Background
Nitrogen dioxide (NO2) is a brownish gas that is produced primarily as a byproduct of high-temperature combustion.
- The American Chemical Society's Chemical Abstract Service (CAS) registry number for NO2 is CAS #10102-44-0.
- The United Nations/Department of Transportation number for NO2 is UN#1067.
- The National Institute of Occupational Safety and Health (NIOSH) Registry of Toxic Effects of Chemical Substances (RTECS) identifier for NO2 is QW 9800000.
Workers are exposed to combustion-produced NO2 in various occupations, including arc welders, firefighters, military and aerospace personnel, and those working with explosives. Nitric oxide (NO), NO2 and other oxides of nitrogen are formed from nitrogen and oxygen during high-temperature combustion. NO is oxidized to NO2, a precursor of ozone (O3). NO, NO2, and nitrogen tetroxide (N2 O4) almost always occur together; hence, the terms oxides of nitrogen and nitrogen oxides are used in literature to refer to these molecules. The term NOX is used most often in air pollution literature in reference to the oxides of nitrogen.
NO2 toxicity is also observed in environments where NO2 is formed from noncombustion sources. These include silo fillers, where nitrogen oxides are a byproduct of anaerobic fermentation of crops, and indoor ice skating rinks,[1] where the gas is generated by the propane-driven ice cleaning machine, the Zamboni. In addition, NO2 from automobile exhaust smokestack emissions are thought to be a major contributor to the toxic effects of air pollution.
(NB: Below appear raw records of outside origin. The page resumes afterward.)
PR #2092, opened 2019-10-02
feat: add support for Kubernetes v1.16.1

mboersma:
**Reason for Change**:
See https://github.com/kubernetes/kubernetes/blob/master/CHANGELOG-1.16.md#changelog-since-v1160

**Issue Fixed**:

**Requirements**:
- [ ] includes documentation
- [ ] adds unit tests

**Notes**:
Still waiting on publishing of k8s.gcr.io/hyperkube:v1.16.1. *Update*: published now.

### DIFF
--- a/pkg/api/common/versions.go
+++ b/pkg/api/common/versions.go
@@ -142,13 +142,14 @@ var AllKubernetesSupportedVersions = map[string]bool{
 	"1.15.2":         false,
 	"1.15.3":         true,
 	"1.15.4":         true,
-	"1.16.0-alpha.1": true,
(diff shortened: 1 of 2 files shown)


pkg/api/common/versions.go
```diff
@@ -142,13 +142,14 @@ var AllKubernetesSupportedVersions = map[string]bool{
 	"1.15.2":         false,
 	"1.15.3":         true,
 	"1.15.4":         true,
-	"1.16.0-alpha.1": true,
```
mboersma: The prerelease versions should have been set to `false` in #1972. Better late than never.

PR #2093, opened 2019-10-02
chore: add legal notice to vhd

### LINKED ISSUE #2084: discussion: vhd legal notice
**What**

Because Azure Stack users own the hardware, CELA asked us to take a few things into account. One of them is to create a NOTICE file that lists all the OSS components inside the pre-pulled docker images.

**How**

- `tern` is used to inspect container images (https://github.com/vmware/tern)
- For now, the process that extracts components and composes the notice file will be executed offline
- Eventually, it will be moved to a pipeline (Az or AzS)
- There is no need to execute tern on each image more than once.
- We will keep the output file in the AKSe repo and only run the process against new images

jadarsie:
**Reason for Change**:
Fixes #2084

**Notes**:
A few files are empty, that's ok.


packer/vhd-image-builder.json
```diff
@@ -191,6 +191,11 @@
             "source": "parts/k8s/cloud-init/artifacts/docker_clear_mount_propagation_flags.conf",
             "destination": "/home/packer/docker_clear_mount_propagation_flags.conf"
         },
+        {
+            "type": "file",
+            "source": "releases/notice/notice.txt",
+            "destination": "/NOTICE.txt"
```
jackfrancis: Do we really want to put this in the root volume?

jadarsie: That seems to be the case, I can check if alternative locations are accepted.

jadarsie: BTW, pushed a commit to validate if creating the file in the root vol is causing the pipeline to fail

releases/notice/sha256:23df717980b4aa08d2da6c4cfa327f1b730d92ec9cf740959d2d5911830d82fb.json.txt
```diff
@@ -0,0 +1,55 @@
+---
```
jackfrancis: How will these `sha256:<sha>.json.txt` files be maintained over time? Can we throw them away and simply keep the `notice.txt` file?

jadarsie: those files avoid the need to execute tern more than once for each image, producing them took a few hours, if this was a quicker process I do not see a need to keep them around
I can store them in a different place

jackfrancis: Cool, yeah, I think I prefer keeping them out of the codebase, but if it makes your pipeline more difficult to maintain we can revisit that

PR #2095, opened 2019-10-02
chore: update default IPv6 subnet for dual stack, update docs

aramase:
**Reason for Change**:

- Updates docs with changes in dual-stack phase2
- Update default ipv6 cluster cidr to `fc00::/8`

**Issue Fixed**:

**Requirements**:

- [x] includes documentation
- [ ] adds unit tests

/cc @lachie83

### DIFF
--- a/pkg/api/const.go
+++ b/pkg/api/const.go
@@ -439,7 +439,7 @@ const (
 	// DefaultKubernetesClusterSubnet specifies the default subnet for pods.
 	DefaultKubernetesClusterSubnet = "10.244.0.0/16"
 	// DefaultKubernetesClusterSubnetIPv6 specifies the IPv6 default subnet for pods.
-	DefaultKubernetesClusterSubnetIPv6 = "fd00:101::/8"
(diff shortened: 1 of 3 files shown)


pkg/api/const.go
```diff
@@ -439,7 +439,7 @@ const (
 	// DefaultKubernetesClusterSubnet specifies the default subnet for pods.
 	DefaultKubernetesClusterSubnet = "10.244.0.0/16"
 	// DefaultKubernetesClusterSubnetIPv6 specifies the IPv6 default subnet for pods.
-	DefaultKubernetesClusterSubnetIPv6 = "fd00:101::/8"
+	DefaultKubernetesClusterSubnetIPv6 = "fc00::/8"
```
jackfrancis: This change isn't a doc change (although of course it's good to document it :))

Just to make sure we want to deliver this change?

aramase: yeah, we want this to be changed.

aramase: got it! will separate such changes next time and create separate PRs. Thanks @jackfrancis!

PR #2103, opened 2019-10-03
chore: document some bug workarounds

PatrickLang:
There's a bunch of bug workarounds in the Windows setup scripts. Document them.

/hold


PatrickLang:
/hold cancel
no reason not to merge as-is. we can add more comments later if needed

PR #2127, opened 2019-10-08
feat: expose PlatformFaultDomainCount in the apimodel

### LINKED ISSUE #2123: Expose Fault Domain count in the apimodel
**Describe the request**

The FD count is currently automatically set based on the region of deployment.
This default behavior is fine. However, some SKUs do not support FD, even in regions that support FD.
To avoid tracking every new SKUs and their support for FD, we can expose a property on the agentpool to override the FD count and leave it to the user to set it for these specific SKUs.

Alternative, maintain a map of SKUs -> maxDefaultFDcount or SKUs -> singleFD boolean.
this can could be an addition to the solution above to make the api mode user friendly: automate the choice, but leave an override for the user for SKUs that we did not list yet.

serbrech:
**Reason for Change**:
see #2123

**Issue Fixed**:
fixes #2123

**Requirements**:

- [ ] includes documentation
- [x] adds unit tests


pkg/api/vlabs/types.go
```diff
@@ -390,6 +390,7 @@ type MasterProfile struct {
 	AgentSubnet              string            `json:"agentSubnet,omitempty"`
 	AvailabilityZones        []string          `json:"availabilityZones,omitempty"`
 	SinglePlacementGroup     *bool             `json:"singlePlacementGroup,omitempty"`
+	PlatformFaultDomainCount *int              `json:"platformFaultDomainCount,omitEmpty"`
```
jackfrancis: In order to compose both vlabs and "unversioned" data types we need these property additions to `MasterProfile` and `AgentPoolProfile` to be in `pkg/api/convertertoapi.go` and `pkg/api/converterfromapi.go`

pkg/engine/availabilitysets.go
```diff
@@ -28,10 +28,6 @@ func CreateAvailabilitySet(cs *api.ContainerService, isManagedDisks bool) Availa
 			avSet.AvailabilitySetProperties = &compute.AvailabilitySetProperties{
 				PlatformUpdateDomainCount: to.Int32Ptr(3),
 			}
-			if cs.Properties.MasterProfile.PlatformFaultDomainCount != nil {
```
jackfrancis: So it looks like in fact we were basing the FD on the api model already, we just weren't exposing that as a user-viewable property. Does it make sense to explicitly pass in a `PlatformFaultDomainCount` value for Availability Zone-configured AvailabilitySet VMs? (I know that's a mouthful)

@ritazh @sozercan fyi

serbrech: Apparently yes, you can fix the FaultDomainCount of a AZ enabled VMSS.
default is 1, and means MaxSpread and is recommended. but it can also be fixed to _n_
So if the property is there, I figured its best to apply it. if you want the default, don't set it.
If we apply the property for non AZ but don't apply if for AZ enabled, then we differ in behavior from VMSS.
https://docs.microsoft.com/en-us/azure/virtual-machine-scale-sets/virtual-machine-scale-sets-manage-fault-domains

pkg/api/vlabs/types.go
serbrech: done in a22edcb

pkg/engine/availabilitysets.go
```diff
@@ -40,6 +36,11 @@ func CreateAvailabilitySet(cs *api.ContainerService, isManagedDisks bool) Availa
 		}
 	}
 
+	if cs.Properties.MasterProfile.PlatformFaultDomainCount != nil {
+		p := int32(*cs.Properties.MasterProfile.PlatformFaultDomainCount)
```
CecileRobertMichon: For agents the equivalent value assignment is be inside the `profile.IsManagedDisks() {` if statement, what's the different between master and agent?

serbrech: managed disks integrate with the VM faultdomains. they align on the same FD.
UnManaged disks can support less FD and don't guarantee alignment.
So you should not use FD with unmanaged disks really.
But I don't think that silently swallowing the setting is the right approach. if you set FD and you use UnManaged Disks, you should know what you're doing.
Finally, who still uses unmanaged disks? :)

serbrech: I didn't move the agent one because I didn't want to change its behavior, but I would say that it would be better to move it out of the if else.
It's pretty much 0 impact anyway, because who still uses unmanaged disks?

palma21:
See all is looking good, could we get one more lgtm? Any concerns?

pkg/engine/availabilitysets.go
serbrech: @jackfrancis It seems that I didn't digest your mouthful properly. You did point out AvailabilitySet, my answer was documentation about VMSS. And you were right I think. 
The template does not include any AvailabilitySet when we set Zones, and so, there is no point setting the FDCount as it won't even show up anywhere in the arm template. 
see https://github.com/Azure/aks-engine/blob/master/pkg/engine/masterarmresources.go#L20-L23
So I'll revert this part and send a new PR, we can run BackCompat tests on the branch again and take it from there

PR #2130, opened 2019-10-09
feat: enable re-use of VHD

### LINKED ISSUE #2036: Don't depend on VHD distro in CSE

jackfrancis:
**Reason for Change**:

This PR re-orders the "do I have the 'created by AKS VHD CI' OS signature?" and the "does my cluster configuration explicitly declare a VHD distro?" checks in order to enable AKS VHD re-use scenarios. E.g.:

- create a new managed image / shared gallery image / VHD _from_ the AKS VHD

Specifically, the boolean variable `FULL_INSTALL_REQUIRED` in our CSE implementation is functionally coupled with the VHD CI implementation that pairs with that CSE implementation at that commit of aks-engine. In practice, this means that for folks who want to re-use the AKS VHD as a base for creating their own Kubernetes node OS images can (1) take advantage of the optimized CSE code paths (e.g., don't execute unnecessary `apt` operations) and (2) implement the proper cleanup functionality so that the resultant Kubernetes node isn't unnecessarily burdened with the storage overhead of dozens of unused, pre-pulled Kubernetes hyperkube images (we use a common VHD to support a large set of Kubernetes versions).

**Issue Fixed**:

Fixes #2036 

**Requirements**:

- [ ] includes documentation
- [ ] adds unit tests

**Notes**:

### DIFF
--- a/parts/k8s/cloud-init/artifacts/cse_main.sh
+++ b/parts/k8s/cloud-init/artifacts/cse_main.sh
@@ -58,15 +58,15 @@ if [[ "${GPU_NODE}" != "true" ]]; then
 fi
 
 VHD_LOGS_FILEPATH=/opt/azure/vhd-install.complete
-if [[ "${IS_VHD}" = true ]]; then
-    if [ ! -f $VHD_LOGS_FILEPATH ]; then
-        echo "Using VHD distro but file $VHD_LOGS_FILEPATH not found"
-        exit $ERR_VHD_FILE_NOT_FOUND
-    fi
+if [ -f $VHD_LOGS_FILEPATH ]; then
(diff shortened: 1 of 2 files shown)


jackfrancis:
@CecileRobertMichon I think this might fix #2036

NO2 is a deep lung irritant that can produce pulmonary edema and fatality if inhaled at high concentrations. The effects of NO2 depend on the level and duration of exposure. Exposure to moderate NO2 levels (50 ppm) may produce cough, hemoptysis, dyspnea, and chest pain. Exposure to higher concentrations of NO2 (>100 ppm) can produce pulmonary edema that may be fatal or may lead to bronchiolitis obliterans. Some studies suggest that chronic exposure to NO2 may predispose individuals to the development of chronic lung diseases, including infection and chronic obstructive pulmonary diseases.
Recent literature on NO2 focuses on its association with nitrous acid (HONO), a molecule that can be formed as a primary product of gas combustion or by the reaction of NO2 with surface water.[2, 3, 4, 5] Although early data are inconclusive, some studies suggest HONO may contribute to the adverse health outcomes previously attributed to NO2. The theoretical health risks of HONO include damage to the mucous membranes and lungs by direct contact with the acid, creation of the carcinogenic nitrosamines secondary to HONO combination with amines, and oxygen free radical production through HONO photolysis in air. However, further studies are needed to examine the differential effects of NO2 and HONO.
Pathophysiology
The primary locus of NO2 toxicity is the lung. Exposure to NO2 induces pulmonary injury in a number of ways. NO2 is converted to NO, HNO3 (nitric acid), and HNO2 (nitrous acid) in the distal airways, where it exerts direct toxic effects on type I pneumocytes and ciliated airway cells. NO2 initiates free radical generation in the terminal bronchioles, resulting in protein oxidation, lipid peroxidation, and subsequent cell membrane damage. NO2 also alters macrophage and immune function, causing impaired resistance to infection.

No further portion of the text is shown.